The Imran Khan government has launched a major economic diplomacy project — Economic Outreach Initiative. The project targets to reposition Pakistan internationally through a ‘paradigm shift’ in foreign policy narrative away from security and political issues and seeks to showcase the country’s economic potential to the world to increase trade, tourism and foreign investment. The idea behind the initiative is to have a coherent strategy, which brings together the entire space known as economic diplomacy and is predicated on the premise that the nation’s military security is intrinsically linked to its economic security.

Given their experience with similar exercises, the businesspeople remain sceptical (about its success). However, Dr Moeed Yusuf, Special Assistant to Prime Minister on National Security and Strategic Policy Planning, is quite optimistic about achieving the goals, even if partially. “It’s a major, transformational initiative; nobody should expect 100 per cent results. It involves a cultural shift (within the government). Even if we get 20pc results, it would still be a huge achievement,” Moeed, whose office has developed the initiative, told this correspondent in an interview last week.

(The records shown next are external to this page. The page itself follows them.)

PR #2723, opened 2018-08-21
Introduce command line options `--norepl` and `--nointeract`, remove `IsLIBGAP` constant

markuspf:
This is useful for "libgap" as introduced in #2702 and possibly using GAP in "batch mode" as one can leave out the `QUIT_GAP(0);` in GAP scripts.

This makes the `IsLIBGAP` constant obsolete, so we remove it as well.


markuspf:
Could be two PRs but the two commits are trivial enough I think.

ChrisJefferson:
Seems sensible, it's a thing I've wanted before actually, when running GAP from a script.

Super picky, should it be --norepl (or something like that) , just because you can still drop into the break loop and do things in there, which feels a bit like the shell, or should it automatically also enable --nobreakloop (do you want to always pair noshell with nobreakloop for your purposes?)

ChrisJefferson:
Note, I'm happy for the option, and it's name, to be exactly what it is now, just wanted to see if it had been thought about :)

markuspf:
I considered calling it `--norepl`, but the REPL is called `Shell` in GAP as far as I know;

You're right about the breakloop (when I tried it out here just now I ended up in the breakloop); For "libgap" purposes one would never want a break loop as far as I am concerned.

Not sure whether one wants `--nointeractive` or `--batch` that just disables both?

markuspf:
@ChrisJefferson I introduced `--norepl` and `--nointeract`; `--norepl` just disables the repl, but still gives you a break loop, whereas `--nointeract` disables all interaction (so it sets `--norepl` and --nobreakloop`).

markuspf:
If anyone (maybe in particular @stevelinton @fingolfin @ChrisJefferson @sebasguts) has any opinions on the naming bikeshed (on these command line options), I am all ears.

ChrisJefferson:
Those are fine names for me

lib/system.g
```diff
@@ -111,7 +111,11 @@ BIND_GLOBAL( "GAPInfo", rec(
            help := [ "Run ProfileLineByLine(<filename>) with recordMem := true on GAP start"] ),
       rec( long := "cover", default := "", arg := "<file>",
            help := [ "Run CoverageLineByLine(<filename>) on GAP start"] ),
-      rec( long := "enableMemCheck", default := false)
+      rec( long := "enableMemCheck", default := false),
+      rec( long := "norepl", default := false,
+           help := [ "Disable the GAP REPL" ] ),
```
fingolfin: There are people who don't know what a REPL is. There is also no help under `?REPL`. Of course one can google, but I'd prefer if we did not force people to do that. Can we perhaps expand this, e.g. by writing "Disable the GAP read-eval-print loop (REPL)" or so?

markuspf:
@fingolfin updated the help text, and rebased on current master.

I mentioned in the discussion before that "REPL" might not be as well-known a phrase as one might think, but also agreed with @ChrisJefferson that `--noshell` might be misunderstood to mean no interaction at all.

PR #2726, opened 2018-08-22
Validate PackageInfo.g when loading packages

fingolfin:
This helps package authors notice earlier if a package update they made failed.

One could also be more aggressive and validate every package record as we load it; but I have far too many packages which are not validating sitting around (e.g. undeposited ones from gap-packages)


alex-konovalov:
Nice - from the packages redistributed with GAP, there is only one that triggers a warning:
```
Loading crime ... 
#E  component `Date' must be bound to a string of the form `dd/mm/yyyy'
#E Validation of package crime from /home/travis/build/gap-system/gap/pkg/crime failed 
```
because it's date is `01/6/2011` and there were no new releases ever since.

fingolfin:
Rebased.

The Economic Outreach Initiative is predicated on the premise that the nation’s military security is intrinsically linked to its economic security

According to him, all stakeholders are on board and signed on.

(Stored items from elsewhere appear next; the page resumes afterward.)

PR #2729, opened 2018-08-22
Rename QuaternionGroup to DicyclicGroup, Document IsDihedralGroup and IsQuaternionGroup

### LINKED ISSUE #2725: Quaternion groups and Dicyclic groups, bug? confusion?
On the current GAP master branch (and probably past GAPs) the following happens, which is at least surprising:

```
gap> Q := QuaternionGroup(12);;
gap> IsQuaternionGroup(Q);
false
```

Now this could be because of different definitions of `QuaternionGroup` being used in the constructor vs the method for `IsQuaternionGroup`; it looks like the documentation uses `DicyclicGroup` and `QuaternionGroup` interchangeably (and `grp/basic.gd` declares `QuaternionGroup` and `DicyclicGroup` as synonyms).

 "My definion" of `QuaternionGroup` would be "Dicyclic group whose order is a power of 2" (though I don't have a reference to back that up right now, other than wikipedia).

This view is supported by the following (except that there seems to be a minimum size of 8 as well):

```
gap> Qs := List(4*[1..32], QuaternionGroup);;
gap> List(Qs, x->[Size(x), IsQuaternionGroup(x)]);
[ [ 4, false ], [ 8, true ], [ 12, false ], [ 16, true ], [ 20, false ], [ 24, false ], 
  [ 28, false ], [ 32, true ], [ 36, false ], [ 40, false ], [ 44, false ], 
  [ 48, false ], [ 52, false ], [ 56, false ], [ 60, false ], [ 64, true ], 
  [ 68, false ], [ 72, false ], [ 76, false ], [ 80, false ], [ 84, false ], 
  [ 88, false ], [ 92, false ], [ 96, false ], [ 100, false ], [ 104, false ], 
  [ 108, false ], [ 112, false ], [ 116, false ], [ 120, false ], [ 124, false ], 
  [ 128, true ] ]
```

Maybe @hulpke has an opinion on this?

markuspf:
This PR renames `QuaternionGroup` to `DicyclicGroup` and `QuaternionGroupCons` to `DicyclicGroupCons`. 

This is because these functions/constructors allow creation of groups that are not strictly speaking (generalised) quaternion groups: Their only requirement is that the given size of the group is a multiple of four, but the common definition of a generalised quaternion group is that its size is a power of 2 greater than 8. 

The polycyclic package installs a method for `QuaternionGroupCons` which should probably be changed to `DicyclicGroupCons` as well, as it happily produces Dicyclic groups. I'll submit a PR for polycyclic, but have left the declaration of `QuaternionGroupCons` in here for the time being to not break code.

Additionally we enable existing documentation for `IsDihedralGroup` and `IsQuaternionGroup`, methods to recognise whether a given group is a dihedral group or a (generalised) quaternion group: Issue #2725 arose because one could create a group using `QuaternionGroup` for which `IsQuaternionGroup` was `false`. 

Closes #2725

### DIFF
--- a/grp/basic.gd
+++ b/grp/basic.gd
@@ -384,23 +384,81 @@ DeclareSynonym("QuaternionGroupCons", DicyclicGroupCons);
 ##  </ManSection>
 ##  <#/GAPDoc>
 ##
-BindGlobal( "DicyclicGroup", function ( arg )
+BindGlobal( "GRPLIB_DicyclicParameterCheck",
+function(args, quaternion)
+    local res, size;
 
-  if Length(arg) = 1  then
-    return DicyclicGroupCons( IsPcGroup, arg[1] );
-  elif IsOperation(arg[1]) then
-    if Length(arg) = 2  then
-      return DicyclicGroupCons( arg[1], arg[2] );
-    elif Length(arg) = 3  then
-      # some filters require extra arguments, e.g. IsMatrixGroup + field
-      return DicyclicGroupCons( arg[1], arg[2], arg[3] );
+    res := [];
+
+    if Length(args) = 1 then
+        res[1] := IsPcGroup;
+        res[2] := args[1];
+        size := res[2];
+    elif Length(args) = 2 then
+        res[1] := args[1];
+        res[2] := args[2];
+        size := res[2];
+    elif Length(args) = 3 then
+        res[1] := args[1];
+        res[2] := args[2];
+        res[3] := args[3];
+        size := res[3];
+
+        if not IsField(res[2]) then
+            ErrorNoReturn("usage: <field> must be a field");
+        fi;
+    else
+        ErrorNoReturn("usage: DicyclicGroup( [<filter>, [<field>, ] ] <size> )");
     fi;
-  fi;
-  Error( "usage: DicyclicGroup( [<filter>, [<field>, ] ]<size> )" );
 
-end );
+    if not IsFilter(res[1]) then
+        ErrorNoReturn("usage: <filter> must be a filter");
+    fi;
 
-DeclareSynonym( "QuaternionGroup", DicyclicGroup );
+    if not (IsPosInt(size) and (size mod 4 = 0)) then
+        ErrorNoReturn("usage: <size> must be a positive integer divisible by 4");
+    fi;
+
+    if not IsPrimePowerInt(size) or size < 8 then
+        if quaternion = "error" then
+            ErrorNoReturn("usage: <size> must be a power of 2 and at least 8");
+        elif quaternion = "warn" then
+            Info(InfoWarning, 1, "Warning: QuaternionGroup called with <size> ", size,
+                                 " which is less than 8, or not a power of 2.");
+        fi;
+    fi;
+
+    return res;
+end);
+
+BindGlobal( "DicyclicGroup",
+function(args...)
+    local res;
+
+    res := GRPLIB_DicyclicParameterCheck(args, "");
+
+    return CallFuncList(DicyclicGroupCons, res);
+end);
+
+BindGlobal( "QuaternionGroup",
+function(args...)
+    local res;
+
+    res := GRPLIB_DicyclicParameterCheck(args, "warn");
+
+    return CallFuncList(DicyclicGroupCons, res);
+end);
+
+BindGlobal( "GeneralisedQuaternionGroup",
+function(args...)
+    local res, grp;
+
+    res := GRPLIB_DicyclicParameterCheck(args, "error");
+    grp := CallFuncList(DicyclicGroupCons, res);
+    SetIsQuaternionGroup(grp, true);
+
+    return grp;
+end);
 
 
 #############################################################################
--- a/grp/basic.gd
+++ b/grp/basic.gd
@@ -343,31 +343,31 @@ end );
 
 #############################################################################
 ##
-#O  QuaternionGroupCons( <filter>, <n> )
+#O  DicyclicGroupCons( <filter>, <n> )
 ##
 ##  <ManSection>
-##  <Oper Name="QuaternionGroupCons" Arg='filter, n'/>
+##  <Oper Name="DicyclicGroupCons" Arg='filter, n'/>
 ##
 ##  <Description>
 ##  </Description>
 ##  </ManSection>
 ##
-DeclareConstructor( "QuaternionGroupCons", [ IsGroup, IsInt ] );
+DeclareConstructor( "DicyclicGroupCons", [ IsGroup, IsInt ] );
+DeclareSynonym("QuaternionGroupCons", DicyclicGroupCons);
 
 
 #############################################################################
 ##
-#F  QuaternionGroup( [<filt>, ]<n> )  . . . . . . . quaternion group of order <n>
+#F  DicyclicGroup( [<filt>, [<field>, ] ]<n> )  Dicyclic group of order <n>
 ##
-##  <#GAPDoc Label="QuaternionGroup">
+##  <#GAPDoc Label="DicyclicGroup">
 ##  <ManSection>
-##  <Func Name="QuaternionGroup" Arg='[filt, ]n'/>
-##  <Func Name="DicyclicGroup" Arg='[filt, ]n'/>
+##  <Func Name="DicyclicGroup" Arg='[filt, [field, ]]n'/>
+##  <Func Name="QuaternionGroup" Arg='[filt, [field, ]]n'/>
 ##
 ##  <Description>
-##  constructs the generalized quaternion group (or dicyclic group) of size
-##  <A>n</A> in the category given by the filter <A>filt</A>.  Here, <A>n</A>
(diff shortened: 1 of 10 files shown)


markuspf:
This is still far from perfect; we don't have `IsDycyclicGroup` yet, and the recognition is in `lib/grpnames.g{d,i}` and construction is in `grp/`; I don't know whether we want to move anything anywhere anytime soon though (and I don't want this PR to baloon into a huge project).

grp/basic.gd
```diff
@@ -343,64 +343,122 @@ end );
...
-##  <Func Name="DicyclicGroup" Arg='[filt, ]n'/>
+##  <Func Name="DicyclicGroup" Arg='[filt, [field, ]]n'/>
+##  <Func Name="QuaternionGroup" Arg='[filt, [field, ]]n'/>
 ##
 ##  <Description>
-##  constructs the generalized quaternion group (or dicyclic group) of size
-##  <A>n</A> in the category given by the filter <A>filt</A>.  Here, <A>n</A>
-##  is a multiple of 4.
+##  constructs the dicyclic group of size <A>n</A> in the category given by the
+##  filter <A>filt</A>. Here, <A>n</A> is a multiple of 4.
```
fingolfin: This text seems to refer to implicitly refer to `DicyclicGroup` only, but is of course listed directly after `QuaternionGroup`. I'd rephrase to e.g. "DicyclicGroup constucts ... " and then perhaps insert one sentence that mentions `QuaternionGroup` does the same but is restricted to inputs which are powers of 2, and that is provided for backwards compatibility.

lib/grpnames.gd
```diff
@@ -455,6 +457,7 @@ InstallTrueMethod( IsGroup, IsDihedralGroup );
 #P  IsQuaternionGroup( <G> )
 #A  QuaternionGenerators( <G> )
 ##
+##  <#GAPDoc Label="IsQuaternionGroup">
 ##  <ManSection>
 ##  <Prop Name="IsQuaternionGroup" Arg="G"/>
 ##  <Attr Name="QuaternionGenerators" Arg="G"/>
```
fingolfin: This change and the one a bit above changes four functions from undocumented to documented  -- that's important for release notes, but not mentioned in the PR title or description (and hence easy to miss when creating release notes). Please mention this change in the PR title or description.

But in addition, I am a bit concerned about this: documenting `QuaternionGenerators` will cause people want to use it. But AFAICT we don't provide any methods for computing this attribute -- it is only set as a side effect of `IsQuaternionGroup`. Same for `DihedralGenerators`.

That said, I am not actively opposed to this change, but I am wary about the seemingly carefree approach to making it (I am sure you actually *did* spend time thinking carefully about it, it just isn't that clear from what is visibly documented in the system).

lib/grpnames.gd
```diff
@@ -459,21 +460,30 @@ InstallTrueMethod( IsGroup, IsDihedralGroup );
...
 ##  </ManSection>
 ##  <#/GAPDoc>
 ##
-DeclareProperty( "IsQuaternionGroup", IsGroup );
-DeclareAttribute( "QuaternionGenerators", IsGroup );
+DeclareProperty( "IsGeneralisedQuaternionGroup", IsGroup );
+DeclareAttribute( "GeneralisedQuaternionGenerators", IsGroup );
+# Backwards compatibility
+DeclareSynonym( "IsQuaternionGroup", IsGeneralisedQuaternionGroup );
+DeclareSynonym( "QuaternionGenerators", GeneralisedQuaternionGenerators );
```
fingolfin: Both probably should use `DeclareSynonymAttr`, so that `HasFOO` works.

lib/grpnames.gi
```diff
@@ -949,59 +949,82 @@ InstallMethod( DecompositionTypesOfGroup,
...
 
     # choose t in G\Zn and check dihedral structure
     repeat t := Random(G); until not t in Zn;
     if not (Order(t) = 2 and ForAll(GeneratorsOfGroup(Zn),s->t*s*t*s=s^0))
-    then return false; fi;
+    then return fail; fi;
 
     # choose generator s of Zn
     repeat s := Random(Zn); until Order(s) = n;
     SetDihedralGenerators(G,[t,s]);
```
fingolfin: Remove `SetDihedralGenerators` call here?

grp/basic.gd
```diff
@@ -343,64 +343,125 @@ end );
...
+    if not (IsPosInt(size) and (size mod 4 = 0)) then
+        ErrorNoReturn("usage: <size> must be a positive integer divisible by 4");
+    fi;
+
+    if not IsPrimePowerInt(size) or size < 8 then
+        if quaternion = "error" then
+            ErrorNoReturn("usage: <size> must be a power of 2 and at least 8");
+        elif quaternion = "warn" then
+            Info(InfoWarning, 1, "Warning: QuaternionGroup called with <size> ", size,
+                                 " which is less than 8, or not a power of 2.");
```
fingolfin: Optional: we could be less mysterious and just tell the user explicitly what the problem is (also, I'd remove the trailing period, which is unusual in info messages):
```gap
elif quaternion = "warn" then
  if not IsPrimePowerInt(size) then
     Info(InfoWarning, 1, "Warning: QuaternionGroup called with <size> ", size, " which is not a power of 2");
  else
     Info(InfoWarning, 1, "Warning: QuaternionGroup called with <size> ", size, " which is less than 8");
  fi;
```

lib/grpnames.gd
```diff
@@ -455,21 +458,32 @@ InstallTrueMethod( IsGroup, IsDihedralGroup );
...
-##    the attribute <C>QuaternionGenerators</C> to [<A>t</A>,<A>s</A>],
-##    where <A>t</A> and <A>s</A> are two elements such that <A>G</A> =
-##    <M><A>t, s | s^(2^k) = 1, t^2 = s^(2^k-1), s^t = s^-1</A></M>.
+##    <Ref Prop="IsGeneralisedQuaternionGroup"/> indicates whether the group
+##    <A>G</A> is a generalized quaternion group of size <M>N = 2^(k+1)</M>,
+##    <M>k >= 2</M>.
+##    If it is, methods may set the attribute <Ref Attr="GeneralisedQuaternionGenerators" />
+##    to [<A>t</A>,<A>s</A>], where <A>t</A> and <A>s</A> are two elements such that <A>G</A> =
+##    <M>\langle t, s | s^{(2^k)} = 1, t^2 = s^{(2^k-1)}, s^t = s^{-1} \rangle</M>.
+##    <Ref Prop="IsQuaternionGroup"/> and <Ref Attr="QuaternionGenerators" /> are
```
fingolfin: Optional: perhaps start this sentence with the "The synonyms ..." ?

lib/grpnames.gi
```diff
@@ -949,59 +949,81 @@ InstallMethod( DecompositionTypesOfGroup,
...
+
+InstallMethod( DihedralGenerators,
+               "for a group",
+               [ IsGroup and IsFinite ],
+function(G)
+    local gens;
+
+    gens := DoComputeDihedralGenerators(G);
+    if gens = fail then
+        ErrorNoReturn("G is not a dihedral group");
```
fingolfin: Optional: insert before the error: `SetIsDihedralGroup(G, false);`. Or insert before the `if` the following: ` SetIsDihedralGroup(G, gens <> fail);` (and then remove the other call to `SetIsDihedralGroup` below). The same can of course be done in the quaternion case.

lib/grpnames.gi
```diff
@@ -949,59 +949,81 @@ InstallMethod( DecompositionTypesOfGroup,
...
+end;
+
+InstallMethod( IsDihedralGroup,
+               "for a group",
+               true,
+               [ IsGroup and IsFinite ], 0,
+function(G)
+    local gens;
+
+    if not HasDihedralGenerators(G) then
```
fingolfin: Options:  `InstallTrueMethod(IsDihedralGroup, HasDihedralGenerators);` in the `.gd` file, and then remove this `if` (the method can only be called if the dihedral generators are not (yet) known; though even if my claim was wrong, clearly it wouldn't be wrong to recompute them, only inefficient)

Of course the same could be done in the quaternion case.

grp/basic.gd
```diff
@@ -343,64 +343,122 @@ end );
...
 ##  </ManSection>
 ##  <#/GAPDoc>
 ##
-BindGlobal( "QuaternionGroup", function ( arg )
+BindGlobal( "GRPLIB_DicyclicParameterCheck",
+function(args, quaternion)
+    local size;
+
+    if Length(args) = 1 then
+        res := [ IsPcGroup, args[1] ];
```
fingolfin: This now errors out, because the `local res` is missing. Either add it back, or simply replace `res` by `args` (args is not used anymore later).

The other test failure seems to be due to the changed warning. Perhaps this tidbit is helpful (it's been for me, at least):
```gap
TestDirectory("tst/testinstall", rec(rewriteToFile:=true));
```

Moeed was brought from Washington to the country a year back and given the job of creating a dedicated office for long-term strategic thinking and planning in the National Security Division (NSD). Unlike his predecessors, his job is to combine both national security and strategic planning. According to him, this way his office does a lot of things that are transformational (in nature).

“Before me, the NSD has had only one job: to create a national security policy. This policy looks at the national security in the broadest (possible) terms… it includes hard security, economic security, diplomacy, climate security, human security (and so on). Our political and military leadership firmly believe that the country’s hard security is intrinsically linked with economic security.

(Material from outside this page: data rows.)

PR #2730, opened 2018-08-22
kernel: remove lvars tracing code (TRACEFRAMES, STEVES_TRACING) and SET_CURR_LVARS

fingolfin:
The tracing code was IMO not that useful (and I was working on that code recently); and if somebody needs it, could be added back. In the meantime, it complicates th code

That said, others might disagree, and then I don't mind dropping that part of the patch.

More important to me is to replace SET_CURR_LVARS by SWITCH_TO_OLD_LVARS


fingolfin:
@stevelinton I am removing a feature named after you, OK with that? ;-)

stevelinton:
@fingolfin entirely. It was a long time ago, and I think I committed because at the time that was the only way to conveniently access it on multiple machines (or something like that).

PR #2732, opened 2018-08-22
Add kernel helper IS_FILTER, other tweaks

fingolfin:
In particular, before this PR, we get this:
```
gap> Center and IsAssociative;
<Filter "(Centre and IsAssociative)">
gap> FirstOp and IsAssociative;
Error, <flags1> must be a flags list (not a boolean or fail)
```
Note that Center is an attribute, not a filter.

With this PR:
```
gap> Center and IsAssociative;
Error, <expr> must be 'true' or 'false' or a filter (not a function)
gap> FirstOp and IsAssociative;
Error, <expr> must be 'true' or 'false' or a filter (not a function)
```

In addition, argument validation for `and` differed slightly between interpreter and executor, which this PR also fixes.

I am on the fence whether this should be considered relevant for the release notes. On the one hand, probably nobody ever noticed these quirks. On the other, this is a change in what kind of inputs GAP accepts...

### DIFF
--- a/src/opers.h
+++ b/src/opers.h
@@ -47,10 +47,20 @@ typedef struct {
     // cache of an operation
     Obj cache[8];
 
-    // 1 if the operation is an attribute and storing is enabled (default) else 0
-    Obj enabled;
+    // small integer encoding a set of bit flags with information about the
+    // operation, see OperExtras below
+    //
+    // note: this is encoded as an integer object, and not just stored
+    // directly as C bitfield, to avoid the need for a custom marking function
+    // which does not call 'MarkBag' on this field (while that would be safe
+    // to do with GASMAN, it may not be in alternate GC implementations)
+    Obj extra;
 } OperBag;
 
+enum OperExtras {
+    OPER_IS_ATTR_STORING = (1 << 0),
+    OPER_IS_FILTER       = (1 << 1),
+};
 
 /****************************************************************************
 **
@@ -63,9 +73,9 @@ extern Obj TRY_NEXT_METHOD;
 **
 *F  IS_OPERATION( <obj> ) . . . . . . . . . . check if object is an operation
 */
-static inline Int IS_OPERATION(Obj func)
+static inline Int IS_OPERATION(Obj obj)
 {
-    return TNUM_OBJ(func) == T_FUNCTION && SIZE_OBJ(func) == sizeof(OperBag);
+    return TNUM_OBJ(obj) == T_FUNCTION && SIZE_OBJ(obj) == sizeof(OperBag);
 }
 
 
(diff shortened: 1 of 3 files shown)


src/opers.h
```diff
@@ -214,7 +215,33 @@ static inline Int ENABLED_ATTR(Obj oper)
 */
 static inline void SET_ENABLED_ATTR(Obj oper, Int x)
 {
-    OPER(oper)->enabled = INTOBJ_INT(x);
+    Obj val = CONST_OPER(oper)->enabled;
+    Int v = val ? INT_INTOBJ(val) : 0;
+    OPER(oper)->enabled = INTOBJ_INT(v | 1);
```
fingolfin: So, this abuses `enabled` as a bit array. Since it now stores two bits (not just one), perhaps we should rename it. But I couldn't think of a good name -- my only idea, `flags`, already is used by another field in struct `OperBag`...

fingolfin:
Actually I screwed up `SET_ENABLED_ATTR` in here. I'll fix that now and also rename `enabled`.

markuspf:
Not a fan of the name `extras`, but with the lack of a better name, I won't stand in the way of this being merged.

fingolfin:
Updated. Turns out that tests were failing due to an actual bug revealed by this PR: `CanEasilyDetermineCanonicalRepresentativeExternalSet` was declared as an attribute, but should have been a property. It is used for a method installation, but only in an and-filter, like so:
```gap
InstallMethod( \=, "xorbs with canonicalRepresentativeDeterminator",
  IsIdenticalObj,
  [IsExternalOrbit and CanEasilyDetermineCanonicalRepresentativeExternalSet,
   IsExternalOrbit and CanEasilyDetermineCanonicalRepresentativeExternalSet],
  0,
...
```
Which GAP silently accepted; the resulting filter then was `IsExternalOrbit and HasCanEasilyDetermineCanonicalRepresentativeExternalSet`, i.e., *not* at all what was intended...

I already found similar problems in homalg, see <https://github.com/homalg-project/homalg_project/pull/205>; and also in xmodalg, see <https://github.com/gap-packages/xmodalg/pull/25>. I am looking for more right now.

@alex-konovalov perhaps you could run package tests against this PR before we merge it? It might reveal additional similar bugs in further packages.

fingolfin:
Since this breaks various packages, there are two options:

1. We wait with merging this until all affected packages have a patch released.
2. I update this PR to only print a (big and fat) warning) for the abuse, but otherwise accept it as before; then once all packages are fixed, we turn that back into an error.

Option 2 is a bit more work, but it has the advantage that it reduces the likelihood of new instances of this broken behavior being introduced. OTOH, I am not sure how big the likelihood for that is...

ChrisJefferson:
If 2 isn't too much work, it quite appeals, because it also means this doesn't get lost.

alex-konovalov:
This is the full list of packages where problems occur (some of they may be cause by dependencies): - homalgtocas, io_forhomalg, linearalgebraforcap, localizeringforhomalg, matricesforhomalg, modulepresentationsforcap, modules, qpa, ringsforhomalg, sco, simpcomp, toricvarieties, xmodalg. Perhaps simpcomp is not yet looked at.

fingolfin:
I rebased this, and for now dropped the commit which tightened the rules for AND-ing filters. Hence this PR could be merged now.

I'll put the removed commit into a new PR and/or will make a PR which just produces a warning for "bad" and-filters.

fingolfin:
@alex-konovalov as far as I could tell, all those packages fail due to one of homalg, qpa or xmodalg. The latter two already merged the fixes, so it's mainly waiting for @mohamed-barakat or @sebasguts to merge the homalg fix and release that.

“There’s complete consensus that our future progress depends on a strong economy and our ability to mould our diplomacy to market our economic potential. There can absolutely be no compromise on hard security. But despite that, we have a lot of space for economic diplomacy. Pakistan’s long-term guarantee of hard security is flowing through its economic security. The whole of government, every stakeholder has signed on 100pc. Hence, both things are now combined in one office.”

When he started work on the initiative he had to encounter two major problems. The very narrow definition of economic diplomacy focused on the export of some goods and services and traditional (foreign) investment, and even a bigger problem of lack of coordination within the government owing to the narrow canvas. “When we started focusing on economic security we realised that we don’t have an economic diplomacy policy at all.”

So the new initiative defines the broadest possible canvas of economic diplomacy to bring the country’s potential in hitherto untapped areas of tourism, medical tourism, IT, labour export, business outsourcing and off-shoring, etc on the country’s diplomatic radar in addition to the traditional goods and services.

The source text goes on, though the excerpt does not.